# [WHAT YOU ARE ASKED TO DO]
From the records below, copy out exactly the lines from the one containing "Removed easier ControlCubeGraphNode" to the one containing "Nevermind, this was", both included. Add nothing else.

Saved data entries:
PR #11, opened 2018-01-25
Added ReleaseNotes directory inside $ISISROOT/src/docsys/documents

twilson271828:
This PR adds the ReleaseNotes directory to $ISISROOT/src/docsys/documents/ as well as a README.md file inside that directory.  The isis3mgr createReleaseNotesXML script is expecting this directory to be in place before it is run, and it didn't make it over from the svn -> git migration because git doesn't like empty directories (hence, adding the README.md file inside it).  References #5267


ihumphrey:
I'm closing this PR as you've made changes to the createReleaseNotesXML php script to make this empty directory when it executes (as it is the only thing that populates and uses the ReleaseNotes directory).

---

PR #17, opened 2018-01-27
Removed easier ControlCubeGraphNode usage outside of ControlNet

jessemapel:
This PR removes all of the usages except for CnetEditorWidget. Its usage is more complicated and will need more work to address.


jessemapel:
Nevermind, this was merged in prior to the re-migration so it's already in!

# [TASK RESULT]
Removed easier ControlCubeGraphNode usage outside of ControlNet

jessemapel:
This PR removes all of the usages except for CnetEditorWidget. Its usage is more complicated and will need more work to address.


jessemapel:
Nevermind, this was merged in prior to the re-migration so it's already in!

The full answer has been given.